MATERIAL TO PROCESS:
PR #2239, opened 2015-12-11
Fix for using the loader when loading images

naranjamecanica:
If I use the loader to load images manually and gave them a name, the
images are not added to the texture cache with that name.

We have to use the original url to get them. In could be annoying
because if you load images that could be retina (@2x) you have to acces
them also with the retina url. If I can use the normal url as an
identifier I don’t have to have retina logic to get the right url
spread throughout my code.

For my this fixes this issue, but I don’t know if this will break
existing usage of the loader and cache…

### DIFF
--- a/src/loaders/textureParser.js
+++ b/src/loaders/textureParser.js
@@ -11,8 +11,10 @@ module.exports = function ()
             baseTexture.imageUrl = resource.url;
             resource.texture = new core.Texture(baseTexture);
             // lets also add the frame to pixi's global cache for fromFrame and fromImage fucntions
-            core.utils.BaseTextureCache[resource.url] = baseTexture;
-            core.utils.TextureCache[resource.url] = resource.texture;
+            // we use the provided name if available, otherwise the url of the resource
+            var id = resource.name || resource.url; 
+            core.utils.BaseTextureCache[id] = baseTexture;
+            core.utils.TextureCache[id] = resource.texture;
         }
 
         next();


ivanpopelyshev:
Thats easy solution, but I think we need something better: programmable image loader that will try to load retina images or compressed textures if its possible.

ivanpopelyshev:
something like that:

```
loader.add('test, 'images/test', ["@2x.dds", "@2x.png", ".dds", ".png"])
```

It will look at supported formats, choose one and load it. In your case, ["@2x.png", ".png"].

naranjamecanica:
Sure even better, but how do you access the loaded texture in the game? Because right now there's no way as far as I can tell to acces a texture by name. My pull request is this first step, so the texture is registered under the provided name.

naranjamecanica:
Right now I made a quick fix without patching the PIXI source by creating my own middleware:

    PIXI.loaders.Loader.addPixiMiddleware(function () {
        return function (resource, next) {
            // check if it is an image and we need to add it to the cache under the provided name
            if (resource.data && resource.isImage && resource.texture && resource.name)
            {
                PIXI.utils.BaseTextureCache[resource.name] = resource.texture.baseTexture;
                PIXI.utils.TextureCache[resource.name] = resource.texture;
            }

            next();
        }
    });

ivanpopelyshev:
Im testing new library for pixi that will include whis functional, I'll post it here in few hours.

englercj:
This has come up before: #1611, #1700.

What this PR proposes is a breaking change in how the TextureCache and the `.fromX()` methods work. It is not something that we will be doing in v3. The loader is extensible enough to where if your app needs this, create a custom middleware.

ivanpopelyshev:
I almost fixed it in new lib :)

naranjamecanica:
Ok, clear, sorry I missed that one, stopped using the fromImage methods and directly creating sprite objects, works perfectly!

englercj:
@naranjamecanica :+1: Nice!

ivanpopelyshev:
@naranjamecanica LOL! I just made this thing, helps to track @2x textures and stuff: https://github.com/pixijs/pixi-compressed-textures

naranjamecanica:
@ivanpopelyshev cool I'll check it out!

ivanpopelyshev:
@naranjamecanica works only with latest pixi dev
==
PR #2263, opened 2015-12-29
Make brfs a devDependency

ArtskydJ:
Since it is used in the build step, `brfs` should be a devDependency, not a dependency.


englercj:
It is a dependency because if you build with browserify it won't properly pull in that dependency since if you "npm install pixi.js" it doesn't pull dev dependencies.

TASK DESCRIPTION:
Produce only the lines from the line containing "existing usage of the loader and cache…" through the line containing "resource.texture = new", inclusive of both, exactly as they stand in the entries above.

RESPONSE AREA:
existing usage of the loader and cache…

### DIFF
--- a/src/loaders/textureParser.js
+++ b/src/loaders/textureParser.js
@@ -11,8 +11,10 @@ module.exports = function ()
             baseTexture.imageUrl = resource.url;
             resource.texture = new core.Texture(baseTexture);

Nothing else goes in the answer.